Ideal for complex logic involving multiple columns:

import pandas as pd
import numpy as np

df = pd.DataFrame({
'age': [15, 22, 45, 70, 19],
'is_student': [True, True, False, False, False]
})

# Define conditions (evaluated in order)
conditions = [
(df['age'] < 18),
(df['is_student'] == True),
(df['age'] >= 65)
]

# Corresponding labels
choices = ['Minor', 'Student', 'Senior']

# Assign with default for unmatched rows
df['category'] = np.select(conditions, choices, default='Adult')
print(df)

Output:

   age  is_student category
0 15 True Minor
1 22 True Student
2 45 False Adult
3 70 False Senior
4 19 False Adult
tip

Conditions in np.select() are evaluated in order. The first matching condition wins, so place more specific conditions before general ones.

Using np.where(): Binary Classification

For simple either/or conditions:

import pandas as pd
import numpy as np

df = pd.DataFrame({'score': [55, 92, 78, 40, 85]})

df['passed'] = np.where(df['score'] >= 60, 'Yes', 'No')
print(df)

Output:

   score passed
0 55 No
1 92 Yes
2 78 Yes
3 40 No
4 85 Yes

Nested np.where() for Multiple Categories

import pandas as pd
import numpy as np

df = pd.DataFrame({'score': [55, 92, 78, 40]})

df['grade'] = np.where(
df['score'] >= 80, 'Excellent',
np.where(df['score'] >= 60, 'Pass', 'Fail')
)

Output:

   score      grade
0 55 Fail
1 92 Excellent
2 78 Pass
3 40 Fail

Using map(): Dictionary Lookup

For direct value mapping:

import pandas as pd

df = pd.DataFrame({'status_code': [1, 2, 3, 1, 2]})

status_map = {
1: 'Pending',
2: 'Approved',
3: 'Rejected'
}

df['status'] = df['status_code'].map(status_map)
print(df)

Output:

   status_code    status
0 1 Pending
1 2 Approved
2 3 Rejected
3 1 Pending
4 2 Approved

Using pd.qcut(): Quantile-Based Binning

Create bins with equal number of records:

import pandas as pd

df = pd.DataFrame({'income': [20000, 35000, 50000, 75000, 150000]})

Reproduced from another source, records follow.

PR #3031, opened 2026-07-13
Pass finalized options in WrapperEstimator

diego-plan9:
### Summary

As part of landing #3014 and #3009, I did not spot during the final review of #3009 that `_run_simulator` is using the non-finalized options. This PR fixes it so both wrapper primitives behave the same way.

### Details and comments

Related to #2965

### AI/LLM disclosure


TsafrirA (approved):
Thanks for spotting this!

PR #3035, opened 2026-07-14
Size TREX calibration randomizations from twirling

### LINKED ISSUE #3023: Executor Estimator: TREX calibration shot budget is mis-sized
## Summary

The executor-based `EstimatorV2` sizes the TREX (measure-noise-learning)
calibration item incorrectly. The calibration still returns `evs`, so the
divergence is silent, but the shot cost is wrong.

## Where

- `qiskit_ibm_runtime/executor_estimator/trex_utils.py` (`create_trex_calibration_circuit`)
- `qiskit_ibm_runtime/executor_estimator/prepare.py` (and `prepare_pea` / `prepare_pec` / `prepare_zne`)
- `qiskit_ibm_runtime/options_models/measure_noise_learning_options.py`
  (`shots_per_randomization` default `"auto"`, `num_randomizations` default `32`)

## Problem

A `QuantumProgram` has a single global per-randomization shot budget, shared by
the estimation items and the TREX calibration item, so the TREX item cannot carry
its own `shots_per_randomization`. Today the TREX item just runs
`num_randomizations` (default 32) at that global per-randomization budget. Because
the budget grows ~`1/precision²`, TREX cost grows without bound as precision
tightens (e.g. `program_shots ≈ 10k` → ~320k TREX shots).

## Proposed fix

Keep `shots_per_randomization` at `"auto"` and never resolve it to a concrete
per-randomization value (an explicit int should not be supported — it is being
deprecated). Since the TREX item always runs at the fixed global per-randomization
budget, size the calibration purely by **scaling `num_randomizations`** so the
total TREX shots land at an appropriate, bounded budget instead of
`32 × program_shots`.

leonapivato:
### Summary
Measure_noise_learning.num_randomizations now defaults at "auto", which will re-use the twirling num_randomizations. If it is explicitly set to an int, then it will use that int.

Fixes #3023 

### AI/LLM disclosure

### DIFF
--- a/qiskit_ibm_runtime/executor_estimator/pec/prepare_pec.py
+++ b/qiskit_ibm_runtime/executor_estimator/pec/prepare_pec.py
@@ -97,6 +97,10 @@ def prepare_pec(
         twirling_options.num_randomizations,
         twirling_options.shots_per_randomization,
     )
+    # Preserve the twirling randomization count: ``num_randomizations`` is scaled
+    # per-pub by the PEC sampling overhead below, but the TREX calibration should
+    # follow the (unscaled) twirling value.
+    twirling_num_randomizations = num_randomizations
 
     # set max_overhead
     max_overhead = pec_options.max_overhead
@@ -222,7 +226,9 @@ def prepare_pec(
             raise IBMInputValueError(
                 "shots_per_randomization must be the same for twirling and measure_noise_learning"
             )
-        trex_item = create_trex_calibration_circuit(pubs, measure_noise_learning)
+        trex_item = create_trex_calibration_circuit(
+            pubs, measure_noise_learning, twirling_num_randomizations
+        )
         quantum_program.items.append(trex_item)
         passthrough_data["post_processor"]["measure_mitigation"] = "True"
 
--- a/qiskit_ibm_runtime/executor_estimator/pec/prepare_pec.py
+++ b/qiskit_ibm_runtime/executor_estimator/pec/prepare_pec.py
@@ -34,7 +34,7 @@ from samplomatic import build
 from ...exceptions import IBMInputValueError
 from ...quantum_program import QuantumProgram
 from ...quantum_program.quantum_program import SamplexItem
-from ..trex_utils import create_trex_calibration_circuit
+from ..trex_utils import create_trex_calibration_circuit, resolve_trex_num_randomizations
 from ..utils import (
     box_circuit,
     compute_samplex_arguments,
@@ -226,9 +226,10 @@ def prepare_pec(
             raise IBMInputValueError(
                 "shots_per_randomization must be the same for twirling and measure_noise_learning"
             )
-        trex_item = create_trex_calibration_circuit(
-            pubs, measure_noise_learning, twirling_num_randomizations
+        trex_num_randomizations = resolve_trex_num_randomizations(
+            measure_noise_learning, twirling_num_randomizations
         )
+        trex_item = create_trex_calibration_circuit(pubs, trex_num_randomizations)
         quantum_program.items.append(trex_item)
         passthrough_data["post_processor"]["measure_mitigation"] = "True"
 
--- a/qiskit_ibm_runtime/executor_estimator/prepare.py
+++ b/qiskit_ibm_runtime/executor_estimator/prepare.py
@@ -164,7 +164,9 @@ def prepare(
             raise IBMInputValueError(
                 "shots_per_randomization must be the same for twirling and measure_noise_learning"
             )
-        trex_item = create_trex_calibration_circuit(pubs, measure_noise_learning)
+        trex_item = create_trex_calibration_circuit(
+            pubs, measure_noise_learning, num_randomizations
+        )
         quantum_program.items.append(trex_item)
         passthrough_data["post_processor"]["measure_mitigation"] = "True"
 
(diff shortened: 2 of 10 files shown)


qiskit_ibm_runtime/executor_estimator/pec/prepare_pec.py
```diff
@@ -97,6 +97,10 @@ def prepare_pec(
         twirling_options.num_randomizations,
         twirling_options.shots_per_randomization,
     )
+    # Preserve the twirling randomization count: ``num_randomizations`` is scaled
+    # per-pub by the PEC sampling overhead below, but the TREX calibration should
+    # follow the (unscaled) twirling value.
+    twirling_num_randomizations = num_randomizations
```
leonapivato, line 103: Just wanted to confirm that TREX should use the num_randomizations prior to the scaling done below for pec. @SamFerracin @TsafrirA

qiskit_ibm_runtime/executor_estimator/prepare.py
```diff
@@ -164,7 +164,9 @@ def prepare(
             raise IBMInputValueError(
                 "shots_per_randomization must be the same for twirling and measure_noise_learning"
             )
-        trex_item = create_trex_calibration_circuit(pubs, measure_noise_learning)
+        trex_item = create_trex_calibration_circuit(
+            pubs, measure_noise_learning, num_randomizations
+        )
```
SamFerracin: I'd suggest we keep it simple. The function to resolve is a single line, so we can keep the logic in the prepare functions instead. And we pass a single value (named simply `num_randomizations`, instead of `twirling_num_randomizations`) to `create_trex_calibration_circuit` rather than two
```suggestion
        num_randomizations = num_randomizations if measure_noise_learning.num_randomizations is "auto" else measure_noise_learning.num_randomizations
        trex_item = create_trex_calibration_circuit(
            pubs, num_randomizations
        )
```

qiskit_ibm_runtime/options_models/measure_noise_learning_options.py
```diff
@@ -30,8 +30,12 @@ class MeasureNoiseLearningOptions:
         technique that requires measurement noise learning.
     """
 
-    num_randomizations: int = 32
-    """The number of random circuits to draw for the measurement learning experiment."""
+    num_randomizations: int | Literal["auto"] = "auto"
+    """The number of random circuits to draw for the measurement learning experiment.
+
+    If "auto", the calibration uses the same number of randomizations
+    as the estimation twirling.
```
SamFerracin:
```suggestion
    as specified in the estimator's twirling options.
```

qiskit_ibm_runtime/executor_estimator/pec/prepare_pec.py
SamFerracin: yes, this seems correct to me

qiskit_ibm_runtime/executor_estimator/prepare.py
leonapivato: If we plan to incorporate the "num_term" literal as an option for num_randomziations, it might be easier to have a utils function `resolve_trex_num_randomizations`. I agree though that it is better to do this call/calculation in the prepare function itself.

What do you think, are we still planning to include the num_terms literal? Should the utils function be moved into prepare vs the raw calculations?

SamFerracin: I am not opposed to having a util function instead of the single line. Feel free to centralize that line to a util used in every prepare if you prefer 😄 And the if and when we need to change it in the future, we have one place to change it

I would move it to prepare though, and just pass `num_randomizations` to the trex util. That's the part that I wanted to point out more strongly

qiskit_ibm_runtime/executor_estimator/trex_utils.py
```diff
@@ -30,16 +30,43 @@
...
 ) -> SamplexItem:
     """Creates a TREX calibration circuit.
 
     The calibration circuit is based on all circuit terminal measurement layers in all pubs.
 
     Args:
         pubs: List of estimator pubs to extract relevant qubits from.
-        measure_noise_learning: Measure noise learning options.
+        num_randomizations: The number of TREX calibration randomizations (already
+            resolved, see :func:`resolve_trex_num_randomizations`).
```
SamFerracin: This is the sphynx rendering issue that I was mentioning in the team meeting
```suggestion
            resolved, see :func:`~.resolve_trex_num_randomizations`).
```

qiskit_ibm_runtime/executor_estimator/trex_utils.py
```diff
@@ -30,16 +30,43 @@
...
 
 
+def resolve_trex_num_randomizations(
+    measure_noise_learning: MeasureNoiseLearningOptions,
+    twirling_num_randomizations: int,
+) -> int:
+    """Resolve the number of TREX calibration randomizations.
+
+    ``measure_noise_learning.num_randomizations`` may be an explicit ``int`` or
+    ``"auto"`` (the default). When ``"auto"``, the TREX calibration uses the same
```
SamFerracin: This may change in the future, and there will is no automated way for us to remember taht we need to change this docstring
```suggestion
    ``measure_noise_learning.num_randomizations`` may be an explicit ``int`` or
    ``"auto"``. When ``"auto"``, the TREX calibration uses the same
```

SamFerracin (approved):

PR #3036, opened 2026-07-14
Fix parameter binding for wrapper sampler and estimator

### LINKED ISSUE #3024: Executor Sampler: dict-keyed parameter values bind in the wrong order
## Summary

The executor-based `SamplerV2` flattens a pub's parameter values to a positional
array **without** passing the circuit's parameter order. For a pub whose values are
given as a dict / `BindingsArray` whose key order differs from the circuit's
canonical `circuit.parameters` order, the values bind to the **wrong parameters** —
silently, with no error and no warning.

## Where

- `qiskit_ibm_runtime/executor_sampler/prepare.py:103` (no-twirl path) and `:137`
  (twirl path) — both call `pub.parameter_values.as_array()`.

## Problem

`BindingsArray.as_array()` called with no argument *"preserves the order of both the
dict and the parameters in the keys"* (qiskit `bindings_array.py:189-194`) — i.e. the
user's dict insertion order. `SamplerPub.coerce` does not re-canonicalize a dict
(`sampler_pub.py:135` → `BindingsArray.coerce(values)`), so the keys stay in user
order.

The resulting `CircuitItem.circuit_arguments` is a bare positional float array with
no parameter names (`quantum_program/quantum_program.py:82-114`), so the executor can
only bind it positionally against the circuit's canonical `circuit.parameters`
(sorted). When the dict order ≠ canonical order, parameters are swapped.

Reproduced offline: circuit with params canonical `[a, b]`, values `{b: 0.0, a: π/2}`
→ wrapper array `[0.0, 1.57]` (dict order b, a) vs correct `[1.57, 0.0]` (canonical
a, b). `a` and `b` are silently swapped.

- **Trigger:** dict / `BindingsArray`-keyed multi-parameter pub with non-canonical key order.
- **Safe:** plain positional-array pubs — `SamplerPub.coerce` wraps them as
  `{tuple(circuit.parameters): values}`, so they're already canonical.
- **Impact:** silent wrong results (no exception). Legacy binds by name → unaffected.

## Fix

Pass the circuit's parameters to `as_array` so the flattened array is ordered
canonically:

```python
# executor_sampler/prepare.py  (both the no-twirl and twirl paths)
param_values = pub.parameter_values.as_array(pub.circuit.parameters)
```

`as_array(parameters)` reorders to the given parameter order (and validates the set
matches), which is exactly the canonical order the positional `circuit_arguments`
axis is bound against.

## Also affects the estimator

The executor **`EstimatorV2`** has the same flaw: `compute_samplex_arguments`
calls `parameter_values.as_array()` with no parameter list
(`executor_estimator/utils.py:390`), feeding all four prepare paths (`prepare.py`,
`prepare_pea.py`, `pec/prepare_pec.py`, `zne/prepare_zne.py`). Same fix — pass the
pub's circuit parameters into `as_array` there too.

leonapivato:
Fixes #3024

### AI/LLM disclosure

### DIFF
--- a/qiskit_ibm_runtime/executor_estimator/utils.py
+++ b/qiskit_ibm_runtime/executor_estimator/utils.py
@@ -395,7 +395,9 @@ def compute_samplex_arguments(
     for ndindex, basis in param_basis_map.items():
         for bases in basis:
             change_basis[basis_idx] = pauli_to_ints(bases)
-            flat_parameter_values[basis_idx] = parameter_values.as_array()[ndindex]
+            flat_parameter_values[basis_idx] = parameter_values.as_array(pub.circuit.parameters)[
+                ndindex
+            ]
             basis_idx += 1
 
     # Step 4. Log info.
--- a/qiskit_ibm_runtime/executor_sampler/prepare.py
+++ b/qiskit_ibm_runtime/executor_sampler/prepare.py
@@ -100,9 +100,10 @@ def prepare(
             logger.info("Processing pub %d/%d", i + 1, len(pubs))
             validate_no_boxes(pub.circuit)
 
-            # Convert parameter values to numpy array
+            # Convert parameter values to numpy array. Pass the circuit's
+            # parameters so the columns are ordered to match ``circuit.parameters``.
             if pub.parameter_values.num_parameters > 0:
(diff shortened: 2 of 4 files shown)


SamFerracin (approved):
Thanks!

PR #3038, opened 2026-07-15
Correctly sum contributions to the std in the extrapolation module

### LINKED ISSUE #3037: `calculate_extrapolated_expectation_values` mis-calculates the standard deviations
**Describe the bug**
The `calculate_extrapolated_expectation_values` function [sums ](https://github.com/Qiskit/qiskit-ibm-runtime/blob/3d36c55fa8f4c2ddac8880c4099f21f0cadd413d/qiskit_ibm_runtime/decoders/executor_estimator/post_processor_v0_1.py#L596-L598) the contributions to the std linearly. This is incorrect, as only variances can be summed like that (as is done in the next line). We need to compute the variance, and take the sqrt as a last step.

TsafrirA:
### Summary
Fixes #3037.

### Details and comments
We can do a more basic change and change the return value of `process_extrapolated_expectation_values` to be the variance instead of the standard deviation.

### AI/LLM disclosure

### DIFF
--- a/qiskit_ibm_runtime/decoders/executor_estimator/post_processor_v0_1.py
+++ b/qiskit_ibm_runtime/decoders/executor_estimator/post_processor_v0_1.py
@@ -540,7 +540,7 @@ def calculate_extrapolated_expectation_values(
 
         # each item should contain results for each point in extrapolated_noise_factors
         exp_vals_extrapolated = np.zeros(len(extrapolated_noise_factors), dtype=float)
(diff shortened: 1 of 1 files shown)


dekelmeirom (approved):
LGTM

SamFerracin (commented):
Good catch! This looks correct to me, thanks for fixing it!

SamFerracin (approved):

PR #3039, opened 2026-07-15
Small improvements to prepare functions

SamFerracin:
### Summary
This PR adds two small improvements to the existing functions:
- Firstly, it modifies `prepare_pec` so that when `gamma` is `1`, the calculation of `noise_gain` does not raise a "dividing-by-zero" warning, which currently shows up (eg in tests) when users try `prepare_pec` passing trivial maps.
- Secondly, it adds a graceful error message to `calculate_gamma` for the case where a ref is missing from the noise models map.
- Finally, it rewrites all the error messages for the case of missing refs consistently.

### AI/LLM disclosure


dekelmeirom (approved):
LGTM

PR #3040, opened 2026-07-15
Homogenize imports towards relative imports

diego-plan9:
### Summary

We have a mixture of absolute and relative imports in the codebase. This PR:
* converts to relative imports in `qiskit_ibm_runtime/`
* converts to relative imports in `test/` (these should stay relative, as `test` is not a proper package and can cause conflicts with other packages that might be named `test`)

### Details and comments

I could not find a way to enforce it using `ruff`. Personally, I am more in favor of absolute imports - but changes would be more intrusive and for historical reasons this PR aims for relative imports.

Fixes N/A

### AI/LLM disclosure

### DIFF
--- a/qiskit_ibm_runtime/api/clients/runtime.py
+++ b/qiskit_ibm_runtime/api/clients/runtime.py
@@ -17,8 +17,7 @@ from __future__ import annotations
 import logging
 from typing import TYPE_CHECKING, Any
 
-from qiskit_ibm_runtime.api.session import RetrySession
-
+from ...api.session import RetrySession
 from ..rest.runtime import Runtime
 from .backend import BaseBackendClient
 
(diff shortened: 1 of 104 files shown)


SamFerracin (approved):
Thanks!

When you say that you couldn't find a ruff rule, I guess that means that we rely on reviewers to check this?

diego-plan9:
> When you say that you couldn't find a ruff rule, I guess that means that we rely on reviewers to check this?

Yes, unfortunately.

TsafrirA:
Could you shed some light on the reasons behind this effort?

diego-plan9:
Consistency, which is a overall theme we pursue. In this case, having mixed styles of imports hinders readability and grep-style searches and refactors.

PR #3042, opened 2026-07-15
Use BaseModel for options_models

### LINKED ISSUE #3041: Use pydantic models for new style options

Historically, we have been using `pydantic.dataclass` as the way to defined Options, with a number of constructs on top of it (with `@primitive_dataclass` + `OptionsV2` as the main driver: a hierarchy of classes, with `arbitrary_types_allowed`, and logic for converting, extracting information, coping with older versions of the options and visualization). For new programs, we have been using `pydantic.dataclass` with a leaner configuration (no hierarchy, explicitly avoiding `Unset` and arbitrary types), which increases explicitness and simplifies implementation.

Arguably, Options are involved in:
* interface design (a way for users to configure the behavior of a program in an ergonomic discoverable way)
* validation (ensure correctness and explicitly declare the allowed values and constrains)
* serialization (used for constructing part of the payload that is sent to the API)

Keeping Options thin and using Pydantic BaseModels seems to naturally provide solutions to those needs, allowing to take advantage of pydantic features fully and remove the need for custom functionality, resulting in more maintainable code and providing more features "for free". This story is about exploring such approach.

**Acceptance criteria**

Using `BaseModels` for `option_models` is explored, and evaluated by the team.

diego-plan9:
### Summary

Proof of concept for using `BaseModel` for new program options at `options_models`:
* Add `BaseOptionsModel` as the pure pydantic base class for options
   * replicates `update()` and `asdict()` for backwards compatibility
   * trims the `dir()` return for auto-completion conciseness
* Revise existing `option_models`
   * inherit from `BaseOptionsModel` instead of using `pydantic.dataclass`
   * avoid `Field(default_factory=dict)` pattern, for readability
   * use `Annotated` pattern for validators (replacing validators for non-serializable classes with `InstanceOf`)
   * revise docstrings (length, rely on types for users discovering options, other misc tweaks)
   * focus on keeping them as containers and lean
      * conversion responsibilities moved to `converters.py`
      * revise class-level constants  
* Adjust the rest of the codebase
   * replace `asdict()` with `.model_dump()`
   * other misc adjustments
* Tests
   * add tests for the base model
   * adjust existing tests

### Details and comments

Fixes #3041

### AI/LLM disclosure


diego-plan9:
Marking as draft, as this is intended to be a vehicle for discussion (and can be re-issued as smaller PRs as needed).

qiskit_ibm_runtime/options_models/base.py
```diff
@@ -0,0 +1,89 @@
...
+
+        This provides support for applying `dataclasses.asdict()` by simulating that the model has
+        dataclass fields (populating the variable inspected by `asdict()`). It is a brittle
+        approach and only intended to provide some level of supports while users transition to
+        using `model_dump()` directly.
+        """
+        warn(
+            "Using `dataclasses.asdict()` on option models is deprecated as of qiskit_ibm_runtime "
+            "v0.49.0 and will be removed in a future release. Please use Pydantic features for "
+            "converting to dict (`options.model_dump()`) instead.",
```
SamFerracin, line 68: Nice! I like this idea of adding tech debt for backward compatibility, but with a deprecation warning from the get-go. It's the best that we can do, imo

diego-plan9: It's also a bit tied to the rollout strategy (and likely a follow-up prior to next release). It might make sense to emit the deprecation warnings for the older options as well (or just for them, depending on how to evolve). In the meantime, the warnings are mostly a signal of direction.

SamFerracin:
This looks good to me @diego-plan9. It is a change that comes at no cost for the user (it's a drop-in-replacement change), but makes our lives easier as we can use pydantic's built-in methods

qiskit_ibm_runtime/options_models/simulator.py
```diff
@@ -48,13 +47,15 @@ class SimulatorOptions:
     seed_simulator: int | None = None
     """Random seed to control sampling."""
 
-    coupling_map: list[list[int]] | CouplingMap | None = None
+    coupling_map: (
+        list[list[Annotated[int, Field(ge=0)]]] | Annotated[CouplingMap, InstanceOf] | None
+    ) = None
```
diego-plan9, line 51: This change involves reverting the coercing into `CouplingMap` that was taking place at the validator. The main motivation is adhering to how `coupling_map` is declared (in this PR, and in `main`, we are signalling "this field can contain lists, `CouplingMap` or `None`", but in practice in `main` it could not contain lists due the coercion).

I have adjusted the tests accordingly.

qiskit_ibm_runtime/options_models/base.py
diego-plan9: In the end, this is the only `DeprecationWarning` kept in this PR. While it is possible to use `asdict()`, we are not aspiring to full dataclass compatibility, and since there is already a clean alternative in place, I believe we are better off encouraging users to move already.

qiskit_ibm_runtime/options_models/base.py
```diff
@@ -0,0 +1,80 @@
...
+            DeprecationWarning,
+            stacklevel=2,
+        )
```
diego-plan9, line 71: Minor note that this warning will be issued more than once if there are nested models. Technically we could inspect the stack and attempt to prevent it, but we don't control the original call (ie. it is `asdict()`, this function is invoked under the hood) and detecting if it is the "initial" call or a nested one seems quite dependent on `dataclass.asdict()` implementation, which might be different between Python versions. I have not found a clean way to do it - so opting explicitly for potentially multiple warnings (as the alternative is risking not emitting a warning).

SamFerracin (approved):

# Split into 3 equal-sized groups
df['income_tier'] = pd.qcut(df['income'], q=3, labels=['Low', 'Medium', 'High'])
print(df)

Output:

   income income_tier
0 20000 Low
1 35000 Low
2 50000 Medium
3 75000 High
4 150000 High

Performance Comparison

import pandas as pd
import numpy as np

df = pd.DataFrame({'score': range(100000)})

# ❌ Slow: apply with lambda
df['grade'] = df['score'].apply(
lambda x: 'Excellent' if x >= 80 else ('Pass' if x >= 60 else 'Fail')
)

# ✅ Fast: pd.cut (vectorized)
df['grade'] = pd.cut(df['score'], bins=[0, 60, 80, 100], labels=['Fail', 'Pass', 'Excellent'])

# ✅ Fast: np.select (vectorized)
conditions = [df['score'] >= 80, df['score'] >= 60]
df['grade'] = np.select(conditions, ['Excellent', 'Pass'], default='Fail')

Quick Reference

MethodBest ForPerformance
pd.cut()Numeric ranges/bins⚡ Fast
pd.qcut()Equal-frequency bins⚡ Fast
np.select()Multiple complex conditions⚡ Fast
np.where()Binary conditions⚡ Fast
.map()Direct value lookup⚡ Fast
.apply()Complex custom logic🐢 Slow

Summary

  • Use pd.cut() for straightforward numeric binning like grades or age groups.
  • Use np.select() for multi-condition classification involving multiple columns.
  • Use np.where() for simple binary categories.

Reserve .apply() only for logic too complex to vectorize-it's typically 10-100x slower than vectorized alternatives.